◆ Problem description
A single number is the expected answer: the count of lines in the records below that contain "appeared".

Stored data entries
PR #19194, opened 2023-06-22
demo/column-basic-data-update

fanuntez:
Have updated to the given data set provided here: [Asana task](https://app.asana.com/0/1203542399740129/1203553273456339/f)


samples/highcharts/demo/column-basic/demo.js
```diff
@@ -3,67 +3,45 @@ Highcharts.chart('container', {
         type: 'column'
     },
     title: {
-        text: 'Monthly Average Rainfall'
+        text: 'Corn vs wheat estimated production for 2020 (1000 MT)'
```
TorsteinHonsi, line 6: It looks a bit crammed in mobile view, so I think we should
* Remove the "(1000 MT)" part. The unit is given in the y-axis title so we don't need it in the main title.
* Left-align the title and subtitle to make it appear more tidy.

samples/highcharts/demo/column-basic/demo.js
```diff
@@ -3,67 +3,45 @@ Highcharts.chart('container', {
...
     },
     tooltip: {
-        headerFormat: '<span style="font-size:10px">{point.key}</span><table>',
-        pointFormat: '<tr><td style="color:{series.color};padding:0">{series.name}: </td>' +
-            '<td style="padding:0"><b>{point.y:.1f} mm</b></td></tr>',
-        footerFormat: '</table>',
-        shared: true,
-        useHTML: true
+        valueSuffix: ' (1000 MT)',
+        stickOnContact: true,
```
TorsteinHonsi, line 28: Any particular reason for using `stickOnContact`? We usually enable that when there is clickable links in the tooltip, so in this case I don't think it is needed.

samples/highcharts/demo/column-basic/demo.js
```diff
@@ -3,67 +3,45 @@ Highcharts.chart('container', {
...
+        backgroundColor: 'rgba(255, 255, 255, 0.93)'
```
TorsteinHonsi, line 29: Better leave out the background color I think, otherwise this doesn't work well with themes (Dark Unica in particular).

TorsteinHonsi (changes requested):
Thanks! Some minor changes requested.

TorsteinHonsi (approved):

PR #19596, opened 2023-08-21
dash/bugfix-mousewheel-climate-demo

sebastianbochan:
Fixed mousewheel problem in the climate demo.

------

I debugged the problem that is caused by the stock.js module. In the stock, we have the MouseWheelZoom module, enabled by default.

The solution is to disable this option by:

```
zooming: {
    mouseWheel: {
        enabled: false
    }
}
```


karolkolodziej (approved):

pawellysy (approved):
LGTM

Vazonik (approved):
LGTM

bre1470 (approved):

PR #19600, opened 2023-08-22
enhancement/karma-prepareshot-mouseover

kamil-musialowski:
During the visual comparison, on some charts tooltip was displayed on point that was not inside the plot.

### DIFF
--- a/test/karma-setup.js
+++ b/test/karma-setup.js
@@ -513,6 +513,7 @@ Highcharts.prepareShot = function (chart) {
                 if (
                     points[i] &&
                     !points[i].isNull &&
+                    points[i].isInside &&
                     !( // Map point with no extent, like Aruba
                         points[i].shapeArgs &&
                         points[i].shapeArgs.d &&


kamil-musialowski:
@TorsteinHonsi What do you think about such addition? Of course the visual tests have changed, but it seems like they didn't work properly before.

kamil-musialowski:
@TorsteinHonsi We are down to 196 changes from 496, however most of them are still quite significant. What do you think about the whole idea? Should we try to figure something out for that, or just abandon it and remove the PR?

TorsteinHonsi:
@kamil-musialowski I think the idea is good, and we should follow through. But I won't merge right away. Instead, we should merge this immediately before the next release, so that the benchmark for the next release is based on these changes.

There's another problem though. Most cartesian charts are improved with the new logic. But in some cases, like polar charts and wind barbs, the tooltip is gode, because the `isInside` flag is not used (why doesn't it work with polar charts?).

Anyway, I think we should try testing that the point's x value (if any) is between the x-axis (if any) min and max. That would probably work with polar and wind barbs too. Series like pies don't have an x-axis, so such cases all points must pass. Something like this (untested):

`typeof points[i].x !== 'number' || !series.xAxis || (points[i].x >= series.xAxis.min && points[i].x <= series.xAxis.max)`

kamil-musialowski:
@TorsteinHonsi I've commited a variation of your code, and now we don't have any visual differences - and I'm kinda confused why, since all of the if checks seem to be logical.

TorsteinHonsi:
That is confusing. Anyway, I'll make a note to merge this PR directly before next release.

TorsteinHonsi (approved):

PR #19607, opened 2023-08-22
bugfix/19606-for-export-property

### LINKED ISSUE #19606: Property `forExport` still not visible in the TypeScript declaration of `SVGRenderer`
#### Expected behaviour

For the property [`forExport`](https://github.com/highcharts/highcharts/blob/063e4643872af29c7cf7299587b3d287e710eac9/ts/Core/Renderer/SVG/SVGRenderer.ts#L208) to be visible on the TypeScript declaration for the class `SVGRenderer`

#### Actual behaviour

It is still not visible, despite #19578

#### Product version
highcharts 11.1.0

### LINKED ISSUE #19612: property `forExport` on class `SVGRenderer` is not included in the generated .d.ts files
#### Expected behaviour

If I check out the code and run `npm run build`, I expect the property `forExport` of the class `SVGRenderer` to be present in the generated `code/highcharts.d.ts` file.

#### Actual behaviour

It is not.

#### Product version
Highcharts, latest.

#### Additional remarks

An attempt was made to fix this issue in #19578 , but the build output could not be checked. However, since [this commit](https://github.com/highcharts/highcharts/commit/f17638d273f121df92aab387445e038e1c8430d4), the build output could be checked. It now appeared that #19578 had not fixed the issue.

emilefokkema:
This fixes #19612 . (Though I have no idea why.)


karolkolodziej (approved):

TorsteinHonsi:
@bre1470 Any idea why this works? Preferably I would want to avoid setting it to `void 0` because it is a waste of bytes.

bre1470:
Yes, for now we do not use native declarations and instead use JSDoc to extract doclets with their codelines from the JS file. Though in JS files TypeScript uses optimizations to remove any codeline with preceding doclet, that does not has an immediate impact on the JS code. We solve this issue by moving the doclet to the actual assignment which is also part of the JS code, usually found in some `init` function.

So in this PR it would be better to move the doclet to [this line](https://github.com/highcharts/highcharts/blob/14b3265319c8fa071eee2065d6427d36b3f4afa4/ts/Core/Renderer/SVG/SVGRenderer.ts#L319) and keep the property definition untouched.

emilefokkema:
Let me see if it works and if so, I'll update the pr accordingly.

emilefokkema:
@bre1470 Excellent, it works! I updated the pr.

TorsteinHonsi (approved):

bre1470:
@emilefokkema Thank you!

PR #19611, opened 2023-08-23
bugfix/19253-boost-offline-exporting

### LINKED ISSUE #19253: Offline exporting fails when boost is active
#### Expected behaviour
When exporting PDF offline, I expect a file with the same data as the displayed trend.

#### Actual behaviour
Once the Boost module is active, the exported PDF-chart is empty. If the boost module is not active, the export basically works. However, if a PDF is exported, an error message appears in the Chrome log for internal parameters that were not found.

Standard: https://jsfiddle.net/PadWorks/stn6w9a7/26/
Boost Active: https://jsfiddle.net/PadWorks/759csfgk/9/

#### Product version
Highcharts JS v11.1.0

#### Affected browser(s)
Chrome

jakubSzuminski:
Fixed #19253, Offline Export did not work for boosted series.

---
**Demo of the problem:** https://jsfiddle.net/BlackLabel/3y6uwf97/


TorsteinHonsi (commented):
Thanks!

A couple of questions:

Where does `fedropshadow` come from? Do you know why we need both `feDropShadow` and `fedropshadow`?  Or to put it a different way - can we eliminate the lowercase version somewhere?

This change from using `setAttributeNS` to plain `setAttribute` - did you manually test other demos for offline exporting?

jakubSzuminski:
1. There's no `fedropshadow` in our code, but to export PDFs we're using 2 external libraries (`svg2pdf.js` and `jspdf.js`). My guess is that they're performing some kind of DOM operations and that's where the `fedropshadow` comes from (as it's not an issue when exporting to other formats when no external libraries are used). Maybe I should add the `fedropshadow` to `AST.allowedAttributes` before exporting to pdf and remove it after export to PDF? 

2. `setAttributeNS` and `getAttributeNS` are used only for images there so it should not impact any other elements while performing an offline export. From what I've tested, these changes do not cause any troubles as they do not have impact on elements other than images: 
   - https://jsfiddle.net/BlackLabel/odkb4yv2/
   - https://jsfiddle.net/BlackLabel/46d1y8eu/
   - I've ran all the examples listed in `./samples/highcharts/exporting/offline-...` and everything seems to work as expected

TorsteinHonsi:
> Maybe I should add the fedropshadow to AST.allowedAttributes before exporting to pdf and remove it after export to PDF?

At least I think we should leave it out of the core. Removing it is not important though. I see two options:
* Have the offline-exporting module add it to the allowed attributes. Or:
* Have the offline-exporting module to an `svg.replace(/fedropshadow/g, 'feDropShadow')` on the results of the external library.

TorsteinHonsi (approved):

PR #19614, opened 2023-08-23
bugfix/19314-tooltip-outside-wrong-size

### LINKED ISSUE #19314: Tooltip outside on column chart cut off
#### Actual behaviour

When setting tooltip.outside to true on a column chart, the bottom of the tooltip is cutoff by 1 pixel.

https://jsfiddle.net/ty3vgpnr/

#### Product version
Highcharts 11+

#### Affected browser(s)
Chrome, Firefox

jedrzejruta:
Fixed #19314, tooltip chevron was cut off when `outside` was enabled.

Shadow `offsetX` and `offsetY` wasn't calculated in Tooltip's size, which resulted in cutting it off.


TorsteinHonsi (approved):
Thanks!

I did some simplification of the logic to keep the complexity and file size down. Non-default shadow offsets are quite rare in my experience, so I added hard-coded values instead. We can reconsider in the future if users report it.

Now pending CI tests.

jedrzejruta:
> I did some simplification of the logic to keep the complexity and file size down. Non-default shadow offsets are quite rare in my experience, so I added hard-coded values instead. We can reconsider in the future if users report it.

Of course - if users start reporting it, we can always come back to this issue and have a discussion, Thanks!

PR #19625, opened 2023-08-25
bugfix/19524-treegraph-set-data-links

### LINKED ISSUE #19524: Treegraph leaves unnecessary links after series.setData
Hello!

I met the problem that if we dynamically set data for a treegraph series by `series.setData` method, the chart leaves links that must be deleted, or they are links between unexisting nodes.
If we do that by `series.update({ data })` all works fine but links lost animation.

#### Expected behaviour
The chart leaves only links between existing nodes if data is updated by `series.setData` method.
Or another way if data is updated by `series.update` method, keep links animation.

#### Actual behaviour
After updating data by `series.setData` method, the chart leaves unnecessary links. And after some updates throw error:
```
highstock.src.js:45857 
Uncaught TypeError: Cannot read properties of undefined (reading 'y')
    at y.g (highstock.src.js:45857:1)
    at highstock.src.js:1748:1
    at f (highstock.src.js:1745:1)
    at y.generatePoints (highstock.src.js:32552:1)
    at y.t (highstock.src.js:47125:1)
    at y.<anonymous> (highstock.src.js:914:1)
    at y.h (boost.src.js:2976:1)
    at b.<computed> (highstock.src.js:912:1)
    at y.translate (highstock.src.js:32693:1)
```

[Reproducing the bug](https://jsfiddle.net/0ob571Lz/18/)

image
image

#### Product version
Highcharts: 11.1.0

jakubjanuchta:
Fixed #19524, treegraph links weren't dissappearing after calling `setData`.


TorsteinHonsi (approved):
Thanks, looks good!

CI failed because of master error. I merged in now, pending successful CI run.

PR #19631, opened 2023-08-25
tools/test-docs-win-path

KacperMadej:
Changed path to relative so it would work on Windows too.


KacperMadej:
Closing in favor of the https://github.com/highcharts/highcharts/pull/19637

PR #19639, opened 2023-08-28
bugfix/19148-NaN-x-value

### LINKED ISSUE #19148: Area charts with NaN value do not render actual area (just line is rendered)
I'm upgrading from 7.2.0 to the latest (11.1.0). One issue appeared, which seems to me to be buggy behavior. 
I know, NaN is unexpected value type. But the issue happens only in area chart type, all other charts, even having NaN in series data, are rendered correctly.

@TorsteinHonsi , the behavior has been changed here - https://github.com/highcharts/highcharts/commit/e70baaba67d36aa89b2f724fcf7b9c1e04b0b02f#diff-781d34161016cd83d4211d594c56c68a8c1802de3c17eae5158ebef0f2b5e881L1888 (line 1888 if it doesn't scroll automatically).
I just want to make sure that the change is intentional. Or probably the bug has been introduced there.  

#### Expected behaviour
Area charts containing NaN values render area

#### Actual behaviour
Only line is rendered in case there's NaN in data

https://jsfiddle.net/vpe87cx1/40/
There are 2 identical charts there with 1 difference: last series data point varies from NaN to null. 

#### Product version
11.1.0

#### Affected browser(s)
Latest

KamilKubik:
Fixed #19148, NaN x value disabled area chart graphic elements.

@TorsteinHonsi the fix provided here #19148 seems to be working fine. I added a check for the date object only and moved the `isNull` assignment below the auto incrementation for the `undefined` x values, which I think was crucial to always base on defined ones.

### DIFF
--- a/samples/unit-tests/point/point/demo.js
+++ b/samples/unit-tests/point/point/demo.js
@@ -795,3 +795,24 @@ QUnit.test('#14623: colorIndex Series.update()', assert => {
         'Point.colorIndex should be correct'
     );
 });
+
+QUnit.test('NaN x value (#19148).', assert => {
+    const chart = Highcharts.chart('container', {
+        series: [
+            {
+                type: 'area',
+                data: [1, 2, [NaN, 3], 4, 5]
+            }
+        ]
+    });
+
+    chart.series[0].points.forEach(point => {
+        if (Number.isInteger(point.x)) {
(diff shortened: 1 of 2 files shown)


TorsteinHonsi (approved):
Thanks, looks good!

PR #19640, opened 2023-08-28
bugfix/19621-a11y-broken-legend-kbd-navigation

### LINKED ISSUE #19621: Navigating beyond the end of legend items with arrow keys throws an error.
#### Expected behaviour

No error should be thrown.

#### Actual behaviour

The console in the DevTools shows this output:
```
Uncaught TypeError: Cannot read properties of undefined (reading 'legendItem')
    at ea.b [as highlightLegendItem] (accessibility.src.js:3846:65)
    at G.onKbdArrowKey (accessibility.src.js:3778:29)
    at u.keyCodeMap (accessibility.src.js:3741:40)
    at q.run (accessibility.src.js:1302:32)
    at a.onKeydown (accessibility.src.js:3217:38)
    at HTMLDivElement.<anonymous> (accessibility.src.js:3060:71)
```

https://jsfiddle.net/v8fp7z34/
Navigate through the legend items using the arrow keys and press the right or downwards arrow key when focusing the last legend item or press the left or upwards arrow key when focusing the first legend item.

#### Product version

Highcharts 11.1.0

#### Affected browser(s)

Firefox, Chrome, Edge

MarkusBarstad:
Fixed #19621, errors instead of expected behavior when using arrow-keys to navigate first and last items in legend.

---
  - https://app.asana.com/0/0/1205344683223003


ts/Accessibility/Components/LegendComponent.ts
```diff
@@ -535,21 +535,32 @@ class LegendComponent extends AccessibilityComponent {
...
+                rawDirectionalInput < numItems
+            ) ? direction : (
+                    wrapAround && (
+                        (numItems - 1) * (direction > 0 ? -1 : 1)
+                    ) || 0
+                )
+            ),
+            res = chart.highlightLegendItem(
+                highlightedLegendItemIx + adjustedDirection
+            ) || void 0;
```
hubertkozik, line 556: I think we don't need that `OR` with `undefined` value. After removing that everything works as expected.

hubertkozik (changes requested):
Can you add a unit test also? If it won't be possible to simulate arrows in QUnit, you can make a test of a function (`Highcharts._modules['Accessibility/Components/LegendComponent.js'].prototype.onKbdArrowKey`) with proper arguments and check the result of it. Also, I think it would be good to ask Oystein for CR, as he is Specialist in Accessibility :D

ts/Accessibility/Components/LegendComponent.ts
```diff
@@ -535,21 +535,32 @@ class LegendComponent extends AccessibilityComponent {
...
             return response.success;
         }
 
-        if (
-            numItems > 1 &&
-            a11yOptions.keyboardNavigation.wrapAround
-        ) {
+        if (wrapAround && numItems > 1) {
             keyboardNavigationHandler.init(direction);
             return response.success;
```
KacperMadej, line 565: Nitpick:
The code structure could be improved - DRY. Now there's:
```
        if (res) {
            this.highlightedLegendItemIx += adjustedDirection;
            return response.success;
        }

        if (wrapAround && numItems > 1) {
            keyboardNavigationHandler.init(direction);
            return response.success;
        }

        return response.success;
```

Always `return response.success`. How about something like `if(A) { B; } else if (C) { D; } return S;`

ts/Accessibility/Components/LegendComponent.ts
MarkusBarstad: Good catch!

ts/Accessibility/Components/LegendComponent.ts
```diff
@@ -535,21 +535,32 @@ class LegendComponent extends AccessibilityComponent {
...
+                keyCode === keys.left || keyCode === keys.up
+            ) ? -1 : 1,
+            highlightedLegendItemIx = this.highlightedLegendItemIx,
+            rawDirectionalInput = highlightedLegendItemIx + direction,
+            adjustedDirection = ((
+                rawDirectionalInput > -1 &&
+                rawDirectionalInput < numItems
+            ) ? direction : (
+                    wrapAround && (
+                        (numItems - 1) * (direction > 0 ? -1 : 1)
```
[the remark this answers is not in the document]
MarkusBarstad: Nice catch x)!

ts/Accessibility/Components/LegendComponent.ts
MarkusBarstad: Good suggestion!

Also regarding DRY-principle, a thought I had while solving this bug; 

Just as a basic example, I believe in this function, `chart` is referenced twice during var-declaration at the start of the function, but now with the de-structuring syntax, we could easily limit this to one such reference. 

This will really break the old syntactic style of var-declaration, but it will limit property lookup, and thus, in theory improve performance if one can look up a property only once. 

Since there is a lot of property lookups in a big project like HC, should we move towards destructuring?

MarkusBarstad:
> Can you add a unit test also? If it won't be possible to simulate arrows in QUnit, you can make a test of a function (`Highcharts._modules['Accessibility/Components/LegendComponent.js'].prototype.onKbdArrowKey`) with proper arguments and check the result of it. Also, I think it would be good to ask Oystein for CR, as he is Specialist in Accessibility :D

Wow I seem to have scrolled past your comment, sorry about that! Good ideas, will do so tomorrow!

MarkusBarstad:
Alright guys, @oysteinmoseng  and @hubertkozik (Kacper is on hollidays 🏖️ ) 

Unit-test have been added, checking both wrap-around and non-wrap-around

hubertkozik (changes requested):
The test looks great to me! I am only thinking, do we need to create a separate test for that? I think, that we are trying to reduce the number of tests (creation of charts). Maybe it will be better if we move it somewhere to the existing test with an existing chart and just make some `assert`s there?

MarkusBarstad:
> The test looks great to me! I am only thinking, do we need to create a separate test for that? I think, that we are trying to reduce the number of tests (creation of charts). Maybe it will be better if we move it somewhere to the existing test with an existing chart and just make some `assert`s there?

Good point! Do you think [this one](https://github.com/highcharts/highcharts/tree/bugfix/19621-a11y-kbd-arrows/samples/unit-tests/accessibility/accessibility-options) is ok to use?

marvin19 (approved):

KacperMadej (approved):

oysteinmoseng (changes requested):
It works! But I do think we could simplify the fix quite a lot actually, so will invite to a quick pair programming session to look at it together

oysteinmoseng (approved):
🎉

TorsteinHonsi (approved):

PR #19645, opened 2023-08-30
dash/kpi-render-event-bug

Vazonik:
Added render event emitters to the KPI Component.

### DIFF
--- a/ts/Dashboards/Components/KPIComponent.ts
+++ b/ts/Dashboards/Components/KPIComponent.ts
@@ -332,7 +332,6 @@ class KPIComponent extends Component {
 
 
     public render(): this {
-        this.emit({ type: 'beforeRender' });
         super.render();
         this.updateElements();
 
--- a/ts/Dashboards/Components/KPIComponent.ts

◆ Solved problem
2